The amount of poop is awesome. And please don’t misunderstand: although I am a child of the 80’s, I actually mean “extremely impressive” as opposed to wicked great.

This morning, after I finished taking care of some business of my own, I hear, “Mama, I did something yucky while you were on the potty.” Well, hm. Whatever could that be?

I’ve become a professional “swisher” and think that if I had a second child, I could easily handle cloth diapers — the old school ones, even — because I, apparently, (I never knew) can get down there and swish those little undies in a bowl full of poopy water and not even dry heave. Not a gag, even. That’s almost more awesome than the amount of poop was. Friends tell me they just abandon the messy underwear, but I can’t. These were the first ones I bought for him, in preparation for training, and they have firetrucks on them. Firetrucks, you guys.

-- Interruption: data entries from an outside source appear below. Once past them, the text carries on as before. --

Issue #1310, opened 2017-02-15
Rule request: Line comment formatting rule


joshfriend:
I'd like to have a lint rule which validates the format of line and linline comments similar to [Python's PEP8 inline comment rule](https://www.python.org/dev/peps/pep-0008/#inline-comments). 

### Inline comments
Correct:
```swift
statement()  // some comment
```

Incorrect:
```swift
statement()//some comment
statement() //some comment
statement() // some comment
```

### Single line comments
This rule would be similar to the `MARK` rule added in #768, but would apply to _all_ line comments.

Correct:
```swift
// some comment
statement()
```

Incorrect:
```swift
//some comment
statement()
//  some comment
statement()
```

### Example configuration
This would be my proposal for the default values based on the Python standard and my personal preferences:

```yaml
inline_comment:
  spaces_before: 2
  spaces_after: 1
line_comment:
  spaces_after: 1
```

I think `1` would also be an acceptable default for `spaces_before`.

kimdv:
@joshfriend , I'm currently working on this, and hope I can get a version ready this weekend :)

Uncommon:
Comments sometimes are indented, so I think there should be a way to treat `spaces_after` as a minimum.

joshfriend:
Thats a good point, commented out sections of code would certainly cause multiple violations of this rule. I was mostly hoping to make the spacing before and after `//` consistent throughout code and using a `spaces_after` setting as a minimum would probably not interfere with that goal

maximkrouk:
Maybe it's not a right place to ask(pls redirect me if there is a better place), but can I ban multiline comments using swiftlint? 🙂

PR #1509, opened 2017-05-13
[WIP] Inline comment formatting rule

kimdv:
THIS IS STILL IN PROGRESS!
Fell free to review and make improvements ! 👍 

This is for issue #1310

### DIFF
--- a/CHANGELOG.md
+++ b/CHANGELOG.md
@@ -622,6 +622,11 @@
 * Fix non-root configurations logging configuration warnings more than once.  
   [JP Simard](https://github.com/jpsim)
   [#949](https://github.com/realm/SwiftLint/issues/949)
+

Later, he gave me the boy-who-cried-wolf “my belly hurts; I have to go potty!” and so I ushered him in there. He sat. He looked down at his little business and then back up at me and said, “sometimes it takes a little while.” And then he sighed. And then he got down, nothing doing. Within minutes, though, he was teetering around with that tell-tale bowlegged walk and I found myself on my knees again, swishing my hands in a toilet full of foulness.

I have since washed the first layer of skin off my hands. We have little, laid-out, drying underwear all over the house, and the smell of lysol is fresh and pungent in the bathroom. At least he seems to be pee-trained. Yes, at least there’s that.

2 thoughts on “Awesome.

  1. Chris convinced Max that if he (Chris) tipped Max side to side it helps the poop come out. He also convinced him that sipping water while on the potty helps him to poop.

    Hope he stops befouling the firetrucks soon!